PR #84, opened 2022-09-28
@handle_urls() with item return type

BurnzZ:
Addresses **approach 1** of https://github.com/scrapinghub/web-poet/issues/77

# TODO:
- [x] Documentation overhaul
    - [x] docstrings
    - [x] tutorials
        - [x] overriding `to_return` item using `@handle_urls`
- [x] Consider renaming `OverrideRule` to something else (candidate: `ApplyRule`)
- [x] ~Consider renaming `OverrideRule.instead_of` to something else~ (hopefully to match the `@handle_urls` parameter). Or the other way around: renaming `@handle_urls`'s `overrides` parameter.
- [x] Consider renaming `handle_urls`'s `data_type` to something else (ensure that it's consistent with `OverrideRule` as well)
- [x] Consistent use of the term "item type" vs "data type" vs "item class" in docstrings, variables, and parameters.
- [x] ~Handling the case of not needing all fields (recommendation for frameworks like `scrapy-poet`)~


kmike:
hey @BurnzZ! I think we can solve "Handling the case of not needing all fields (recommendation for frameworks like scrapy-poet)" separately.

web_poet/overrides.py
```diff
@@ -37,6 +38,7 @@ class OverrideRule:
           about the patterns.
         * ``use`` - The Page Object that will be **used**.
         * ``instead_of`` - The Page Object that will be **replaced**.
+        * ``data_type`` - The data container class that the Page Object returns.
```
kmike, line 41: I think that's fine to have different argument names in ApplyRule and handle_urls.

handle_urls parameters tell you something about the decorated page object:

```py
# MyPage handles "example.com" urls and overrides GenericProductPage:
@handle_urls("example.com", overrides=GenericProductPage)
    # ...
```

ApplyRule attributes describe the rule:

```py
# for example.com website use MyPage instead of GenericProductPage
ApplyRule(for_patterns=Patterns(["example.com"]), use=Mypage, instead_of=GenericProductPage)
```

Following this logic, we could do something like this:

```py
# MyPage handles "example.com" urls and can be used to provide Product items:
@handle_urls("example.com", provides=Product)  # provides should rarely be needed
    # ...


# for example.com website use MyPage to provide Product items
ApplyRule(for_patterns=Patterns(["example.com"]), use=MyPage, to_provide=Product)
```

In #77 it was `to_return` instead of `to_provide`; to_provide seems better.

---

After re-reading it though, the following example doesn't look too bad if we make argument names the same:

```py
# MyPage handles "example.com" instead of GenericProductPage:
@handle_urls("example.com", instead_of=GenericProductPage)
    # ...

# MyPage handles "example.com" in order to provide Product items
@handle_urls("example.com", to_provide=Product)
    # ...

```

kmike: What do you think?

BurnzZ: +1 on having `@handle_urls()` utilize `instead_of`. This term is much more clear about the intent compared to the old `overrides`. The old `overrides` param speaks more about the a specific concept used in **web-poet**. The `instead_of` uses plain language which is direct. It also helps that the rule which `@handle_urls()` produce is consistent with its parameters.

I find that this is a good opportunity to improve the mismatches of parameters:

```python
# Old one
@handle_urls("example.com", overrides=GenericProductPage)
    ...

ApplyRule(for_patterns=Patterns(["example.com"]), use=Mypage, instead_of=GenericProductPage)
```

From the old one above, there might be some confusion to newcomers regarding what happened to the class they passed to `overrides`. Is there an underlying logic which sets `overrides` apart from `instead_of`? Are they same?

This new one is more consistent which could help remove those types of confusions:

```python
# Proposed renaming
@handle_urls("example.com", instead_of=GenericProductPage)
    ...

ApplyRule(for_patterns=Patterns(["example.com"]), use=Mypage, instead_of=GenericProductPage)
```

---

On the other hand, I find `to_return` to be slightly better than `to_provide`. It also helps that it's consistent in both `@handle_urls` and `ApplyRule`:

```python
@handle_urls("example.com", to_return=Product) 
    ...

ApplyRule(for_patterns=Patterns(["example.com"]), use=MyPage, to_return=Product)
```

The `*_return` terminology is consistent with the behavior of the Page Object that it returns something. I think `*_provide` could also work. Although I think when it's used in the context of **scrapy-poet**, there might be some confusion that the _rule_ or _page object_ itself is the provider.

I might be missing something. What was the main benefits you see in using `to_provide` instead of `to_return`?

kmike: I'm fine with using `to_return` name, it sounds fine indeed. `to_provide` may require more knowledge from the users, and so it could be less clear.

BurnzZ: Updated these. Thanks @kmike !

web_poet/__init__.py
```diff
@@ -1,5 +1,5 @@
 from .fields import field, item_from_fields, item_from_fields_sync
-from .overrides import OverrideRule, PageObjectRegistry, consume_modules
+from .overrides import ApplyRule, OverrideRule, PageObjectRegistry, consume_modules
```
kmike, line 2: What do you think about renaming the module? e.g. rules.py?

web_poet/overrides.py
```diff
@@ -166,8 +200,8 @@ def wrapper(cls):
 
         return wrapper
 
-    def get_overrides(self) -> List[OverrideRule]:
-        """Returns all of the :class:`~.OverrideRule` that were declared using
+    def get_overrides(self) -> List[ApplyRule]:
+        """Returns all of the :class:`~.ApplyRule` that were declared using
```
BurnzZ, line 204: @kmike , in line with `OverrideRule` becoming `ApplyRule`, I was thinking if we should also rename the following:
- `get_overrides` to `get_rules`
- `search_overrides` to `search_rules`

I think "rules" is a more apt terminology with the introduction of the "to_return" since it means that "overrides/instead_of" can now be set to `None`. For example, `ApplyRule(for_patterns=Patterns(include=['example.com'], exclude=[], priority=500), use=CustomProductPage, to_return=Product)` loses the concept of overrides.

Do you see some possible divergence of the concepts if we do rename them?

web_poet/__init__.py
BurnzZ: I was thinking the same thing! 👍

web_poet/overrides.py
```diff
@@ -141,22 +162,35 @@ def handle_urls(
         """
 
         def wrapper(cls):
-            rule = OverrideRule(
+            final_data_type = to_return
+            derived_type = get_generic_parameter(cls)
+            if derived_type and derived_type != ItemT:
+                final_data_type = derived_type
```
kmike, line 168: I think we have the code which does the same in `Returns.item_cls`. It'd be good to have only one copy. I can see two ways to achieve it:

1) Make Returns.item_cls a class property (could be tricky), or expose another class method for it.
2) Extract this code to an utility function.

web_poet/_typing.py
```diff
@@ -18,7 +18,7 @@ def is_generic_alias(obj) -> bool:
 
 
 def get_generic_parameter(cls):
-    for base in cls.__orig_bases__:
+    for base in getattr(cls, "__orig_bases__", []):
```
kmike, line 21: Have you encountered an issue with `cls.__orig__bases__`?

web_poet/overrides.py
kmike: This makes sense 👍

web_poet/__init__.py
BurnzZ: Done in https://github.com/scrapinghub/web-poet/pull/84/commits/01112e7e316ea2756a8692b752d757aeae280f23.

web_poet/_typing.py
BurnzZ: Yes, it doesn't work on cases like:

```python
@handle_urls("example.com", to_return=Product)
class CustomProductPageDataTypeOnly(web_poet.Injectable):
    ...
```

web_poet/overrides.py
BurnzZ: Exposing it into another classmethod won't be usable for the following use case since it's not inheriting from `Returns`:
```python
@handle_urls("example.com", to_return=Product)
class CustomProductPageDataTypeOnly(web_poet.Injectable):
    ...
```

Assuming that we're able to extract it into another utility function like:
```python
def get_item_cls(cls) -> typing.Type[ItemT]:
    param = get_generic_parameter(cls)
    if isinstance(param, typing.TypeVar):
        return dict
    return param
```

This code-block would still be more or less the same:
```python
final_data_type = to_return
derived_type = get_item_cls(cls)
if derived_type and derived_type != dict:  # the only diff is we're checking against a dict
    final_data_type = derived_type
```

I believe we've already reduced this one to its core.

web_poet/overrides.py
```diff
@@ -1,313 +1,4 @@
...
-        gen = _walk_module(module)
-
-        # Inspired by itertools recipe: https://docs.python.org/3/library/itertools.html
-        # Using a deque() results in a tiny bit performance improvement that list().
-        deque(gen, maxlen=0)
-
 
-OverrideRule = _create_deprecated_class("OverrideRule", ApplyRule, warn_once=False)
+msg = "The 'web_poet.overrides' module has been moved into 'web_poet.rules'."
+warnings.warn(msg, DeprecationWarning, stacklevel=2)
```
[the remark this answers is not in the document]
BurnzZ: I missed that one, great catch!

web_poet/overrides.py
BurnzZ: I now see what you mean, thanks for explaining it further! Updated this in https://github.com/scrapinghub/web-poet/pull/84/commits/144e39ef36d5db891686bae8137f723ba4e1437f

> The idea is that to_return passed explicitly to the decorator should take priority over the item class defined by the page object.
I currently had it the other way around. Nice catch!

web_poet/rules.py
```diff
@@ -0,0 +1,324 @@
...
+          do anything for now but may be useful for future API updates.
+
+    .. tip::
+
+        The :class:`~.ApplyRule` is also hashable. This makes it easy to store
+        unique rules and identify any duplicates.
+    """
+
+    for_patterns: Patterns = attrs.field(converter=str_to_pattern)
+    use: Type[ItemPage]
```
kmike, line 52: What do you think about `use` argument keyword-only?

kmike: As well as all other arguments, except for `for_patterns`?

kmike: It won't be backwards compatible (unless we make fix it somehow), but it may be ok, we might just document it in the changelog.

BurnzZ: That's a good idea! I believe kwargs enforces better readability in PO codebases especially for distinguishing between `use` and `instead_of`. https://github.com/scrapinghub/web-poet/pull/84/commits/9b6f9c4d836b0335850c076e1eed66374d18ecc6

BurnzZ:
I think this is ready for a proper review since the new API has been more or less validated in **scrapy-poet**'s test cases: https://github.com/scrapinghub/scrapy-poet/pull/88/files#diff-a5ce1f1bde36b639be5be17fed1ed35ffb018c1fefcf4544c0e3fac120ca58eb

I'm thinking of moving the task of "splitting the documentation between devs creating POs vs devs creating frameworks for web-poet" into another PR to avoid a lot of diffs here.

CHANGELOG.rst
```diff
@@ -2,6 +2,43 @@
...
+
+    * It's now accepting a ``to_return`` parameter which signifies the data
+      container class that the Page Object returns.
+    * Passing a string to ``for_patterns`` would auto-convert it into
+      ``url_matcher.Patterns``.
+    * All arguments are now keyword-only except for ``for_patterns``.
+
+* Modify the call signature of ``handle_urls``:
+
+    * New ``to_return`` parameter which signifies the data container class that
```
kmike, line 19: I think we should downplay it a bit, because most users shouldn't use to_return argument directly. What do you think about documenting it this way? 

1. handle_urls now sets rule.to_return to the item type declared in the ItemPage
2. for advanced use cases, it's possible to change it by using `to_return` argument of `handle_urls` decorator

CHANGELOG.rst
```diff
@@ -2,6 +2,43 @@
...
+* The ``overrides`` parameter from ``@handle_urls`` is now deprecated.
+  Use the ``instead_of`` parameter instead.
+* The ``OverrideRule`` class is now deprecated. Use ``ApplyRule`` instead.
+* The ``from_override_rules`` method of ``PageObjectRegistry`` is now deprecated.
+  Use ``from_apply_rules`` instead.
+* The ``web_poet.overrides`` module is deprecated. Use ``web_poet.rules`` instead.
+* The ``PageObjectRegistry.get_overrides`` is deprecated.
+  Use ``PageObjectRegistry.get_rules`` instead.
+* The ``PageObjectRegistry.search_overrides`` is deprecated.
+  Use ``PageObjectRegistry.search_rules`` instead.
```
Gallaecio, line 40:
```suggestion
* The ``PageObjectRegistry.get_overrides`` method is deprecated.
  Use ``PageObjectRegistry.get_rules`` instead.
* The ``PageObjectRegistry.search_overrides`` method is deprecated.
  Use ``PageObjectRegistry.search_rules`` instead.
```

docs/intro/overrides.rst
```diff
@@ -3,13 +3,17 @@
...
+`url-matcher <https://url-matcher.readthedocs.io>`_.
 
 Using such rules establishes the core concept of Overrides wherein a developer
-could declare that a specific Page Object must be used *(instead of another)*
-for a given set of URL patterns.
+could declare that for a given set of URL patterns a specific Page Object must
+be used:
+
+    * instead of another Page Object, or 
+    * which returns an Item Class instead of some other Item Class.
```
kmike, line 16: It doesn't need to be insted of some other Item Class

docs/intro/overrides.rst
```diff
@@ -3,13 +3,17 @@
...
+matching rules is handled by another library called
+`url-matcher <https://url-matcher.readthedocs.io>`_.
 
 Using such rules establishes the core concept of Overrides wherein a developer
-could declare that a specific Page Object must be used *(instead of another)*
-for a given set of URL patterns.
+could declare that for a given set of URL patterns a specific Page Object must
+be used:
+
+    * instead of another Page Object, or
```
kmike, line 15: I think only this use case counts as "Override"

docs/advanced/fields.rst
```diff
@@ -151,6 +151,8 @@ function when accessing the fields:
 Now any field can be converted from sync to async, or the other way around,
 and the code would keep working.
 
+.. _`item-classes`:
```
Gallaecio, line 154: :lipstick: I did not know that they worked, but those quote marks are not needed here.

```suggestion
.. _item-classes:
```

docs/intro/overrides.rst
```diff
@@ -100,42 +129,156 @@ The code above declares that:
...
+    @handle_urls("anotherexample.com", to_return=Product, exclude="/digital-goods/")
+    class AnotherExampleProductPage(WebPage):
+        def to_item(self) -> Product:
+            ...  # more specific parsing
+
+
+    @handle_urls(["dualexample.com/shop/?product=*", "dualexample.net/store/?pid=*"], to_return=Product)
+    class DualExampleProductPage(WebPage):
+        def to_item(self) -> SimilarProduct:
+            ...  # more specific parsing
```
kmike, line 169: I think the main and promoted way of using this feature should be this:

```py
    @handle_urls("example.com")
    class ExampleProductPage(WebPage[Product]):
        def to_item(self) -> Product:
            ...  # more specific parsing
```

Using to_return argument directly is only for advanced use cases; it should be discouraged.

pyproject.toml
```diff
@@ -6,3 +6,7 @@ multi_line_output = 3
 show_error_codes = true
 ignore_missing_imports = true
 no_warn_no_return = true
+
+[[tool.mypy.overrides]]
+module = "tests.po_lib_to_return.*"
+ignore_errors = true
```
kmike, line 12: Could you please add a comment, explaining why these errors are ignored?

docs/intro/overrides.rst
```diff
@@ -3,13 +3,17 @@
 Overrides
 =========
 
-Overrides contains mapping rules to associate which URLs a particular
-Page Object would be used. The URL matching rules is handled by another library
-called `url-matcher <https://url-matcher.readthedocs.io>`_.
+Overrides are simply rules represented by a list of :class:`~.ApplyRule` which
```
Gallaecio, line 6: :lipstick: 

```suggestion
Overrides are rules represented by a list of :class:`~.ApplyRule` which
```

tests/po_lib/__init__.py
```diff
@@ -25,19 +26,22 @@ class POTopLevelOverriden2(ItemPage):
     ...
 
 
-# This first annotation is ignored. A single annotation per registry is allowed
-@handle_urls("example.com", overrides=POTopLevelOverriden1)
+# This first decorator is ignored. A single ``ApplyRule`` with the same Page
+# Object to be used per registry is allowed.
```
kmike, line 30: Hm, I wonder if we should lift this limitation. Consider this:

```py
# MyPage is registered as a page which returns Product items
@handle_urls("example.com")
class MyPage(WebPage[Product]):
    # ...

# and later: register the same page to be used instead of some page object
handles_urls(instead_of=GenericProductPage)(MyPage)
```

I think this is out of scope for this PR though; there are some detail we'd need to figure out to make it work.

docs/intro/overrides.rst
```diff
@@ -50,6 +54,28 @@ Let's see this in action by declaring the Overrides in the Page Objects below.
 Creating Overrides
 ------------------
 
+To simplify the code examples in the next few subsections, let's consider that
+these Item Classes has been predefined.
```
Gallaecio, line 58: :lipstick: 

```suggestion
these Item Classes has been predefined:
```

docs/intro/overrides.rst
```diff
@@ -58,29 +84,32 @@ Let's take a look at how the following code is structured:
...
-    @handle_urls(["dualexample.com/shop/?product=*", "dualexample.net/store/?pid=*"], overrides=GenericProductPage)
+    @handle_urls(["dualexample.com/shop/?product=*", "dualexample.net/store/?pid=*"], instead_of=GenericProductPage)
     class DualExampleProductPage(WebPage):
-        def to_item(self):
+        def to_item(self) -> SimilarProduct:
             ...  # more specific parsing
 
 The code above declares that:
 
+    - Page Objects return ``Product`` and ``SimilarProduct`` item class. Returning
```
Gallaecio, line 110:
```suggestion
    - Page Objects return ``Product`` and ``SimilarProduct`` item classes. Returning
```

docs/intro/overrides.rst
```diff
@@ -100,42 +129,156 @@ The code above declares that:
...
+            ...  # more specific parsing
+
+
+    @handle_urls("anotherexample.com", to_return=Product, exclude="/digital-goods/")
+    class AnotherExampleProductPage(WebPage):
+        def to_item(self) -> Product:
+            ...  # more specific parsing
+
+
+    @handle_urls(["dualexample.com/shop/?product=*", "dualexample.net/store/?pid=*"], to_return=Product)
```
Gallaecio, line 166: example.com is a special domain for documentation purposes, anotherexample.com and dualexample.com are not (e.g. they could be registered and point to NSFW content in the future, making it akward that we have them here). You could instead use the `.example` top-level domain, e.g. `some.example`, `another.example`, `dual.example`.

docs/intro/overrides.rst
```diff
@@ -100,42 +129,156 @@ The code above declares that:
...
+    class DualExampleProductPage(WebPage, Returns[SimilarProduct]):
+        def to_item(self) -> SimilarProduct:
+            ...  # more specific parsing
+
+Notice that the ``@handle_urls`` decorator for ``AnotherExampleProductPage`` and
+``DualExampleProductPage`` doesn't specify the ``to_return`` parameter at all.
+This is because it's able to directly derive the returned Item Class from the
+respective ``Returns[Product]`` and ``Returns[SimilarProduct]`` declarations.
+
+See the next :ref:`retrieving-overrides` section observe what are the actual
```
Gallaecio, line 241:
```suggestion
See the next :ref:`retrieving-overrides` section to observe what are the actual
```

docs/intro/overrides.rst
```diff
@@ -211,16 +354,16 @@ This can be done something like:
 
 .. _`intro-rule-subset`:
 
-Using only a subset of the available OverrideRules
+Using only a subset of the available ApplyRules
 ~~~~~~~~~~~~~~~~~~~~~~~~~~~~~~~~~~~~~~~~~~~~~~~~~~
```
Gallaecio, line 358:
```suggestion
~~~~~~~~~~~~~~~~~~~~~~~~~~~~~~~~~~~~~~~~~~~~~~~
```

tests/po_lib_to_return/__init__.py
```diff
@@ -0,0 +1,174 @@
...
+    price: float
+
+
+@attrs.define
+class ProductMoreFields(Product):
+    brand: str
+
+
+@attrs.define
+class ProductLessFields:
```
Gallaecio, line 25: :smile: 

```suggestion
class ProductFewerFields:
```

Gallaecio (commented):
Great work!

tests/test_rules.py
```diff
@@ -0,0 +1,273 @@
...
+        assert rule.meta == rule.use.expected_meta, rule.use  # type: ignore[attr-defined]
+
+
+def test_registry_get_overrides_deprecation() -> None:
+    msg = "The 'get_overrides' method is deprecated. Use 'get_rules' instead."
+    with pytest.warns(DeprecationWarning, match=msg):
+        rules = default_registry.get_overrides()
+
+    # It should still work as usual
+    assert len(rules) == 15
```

════════════════════

WHAT TO DO -> State the number of lines in the data that contain the word "which", offering no other text.

SOLVED PROBLEM -> 11